Question

Mercury is poured into a U-tube as shown in Figure P14.21a. The left arm of the tube has cross-sectional area A1 of 10.0 cm^2 and the right arm has a cross-sectional area A2 of 5.00 cm^2. One hundred grams of water are then poured into the right arm as shown in Figure P14.21b. (a) Determine the length of the water column in the right arm of the U-tube. (b) Given that the density of mercury is 13.6 g/cm^3, what distance h does the mercury rise in the left arm?

Answer 1

Well, water in the tube forms a cylinder of height H and the base area:
\[base.area = A_2 \]
The density of water is uniform. From the definition of density, where the greek letter, Rho, represents density.
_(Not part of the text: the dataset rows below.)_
PR #2076, opened 2026-04-10
fix s3 checks

sdwoodbury:
- continue on failure to delete s3 checkpoint. 
- add logging of the execution args, config, and s3 region configuration.
- update the `temp` workflow that builds genesis for testing on the dev cluster, to use `Dockerfile.genesis.dev.hawk`, which uses a script as an entrypoint, allowing testing genesis with different max_height, etc, without building a new container.

### DIFF
--- a/iris-mpc-upgrade-hawk/src/genesis/mod.rs
+++ b/iris-mpc-upgrade-hawk/src/genesis/mod.rs
@@ -1150,7 +1150,7 @@ async fn verify_s3_checkpoint_access(
         .send()
         .await
     {
-        tracing::warn!("S3 checkpoint bucket delete check failed: {e}");
+        log_warn(format!("S3 checkpoint bucket delete check failed: {e}"));
     }
 
     Ok(())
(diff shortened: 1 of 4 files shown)


iris-mpc-upgrade-hawk/src/genesis/mod.rs
```diff
@@ -1138,13 +1143,15 @@ async fn verify_s3_checkpoint_access(
...
-    s3_client
+    if let Err(e) = s3_client
         .delete_object()
         .bucket(bucket)
         .key(&key)
         .send()
         .await
-        .map_err(|e| eyre!("S3 checkpoint bucket delete check failed: {e}"))?;
+    {
+        tracing::warn!("S3 checkpoint bucket delete check failed: {e}");
```
bgillesp: Should use `log_warn` function for consistency with other outputs in the file.

bgillesp (approved):
Looks good!  I can't approve the change to the GitHub workflow myself, since Philipp is the code owner there.

wojciechsromek (approved):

The mass m of water is related to its volume V, which for a cylinder can be expressed in terms of its height and the area of it's base.

\[m = \rho V = \rho A_2H \]
Where H = height. Now, just rearrange using algebra and solve for H!
For part b, you are use:
\[P = P_0 + \rho_{H_2O}gH \]
The mercury above the considered level also determines this pressure
\[P = P_0 + \rho_{mercury}g(H_1+H_2 \]
The displacement of mercury by water has not significantly changed the pressure distribution and therefore we can assume that this process did
not affect its volume. Hence, we can assume:
\[A_1h_1=A_2h_2\]
Now you obtained three equations with three unknowns, combined to solve for the height, h:
\[h_1 = \frac{ \rho_{H_2O} \times H }{ \rho_{Hg} \times \left( 1+\frac{ A_1 }{ A_2 } \right) }\]

Answer 2

@abb0t I can understand where H in part a came from but where did h1, h2, H1, and H2 come from in part b?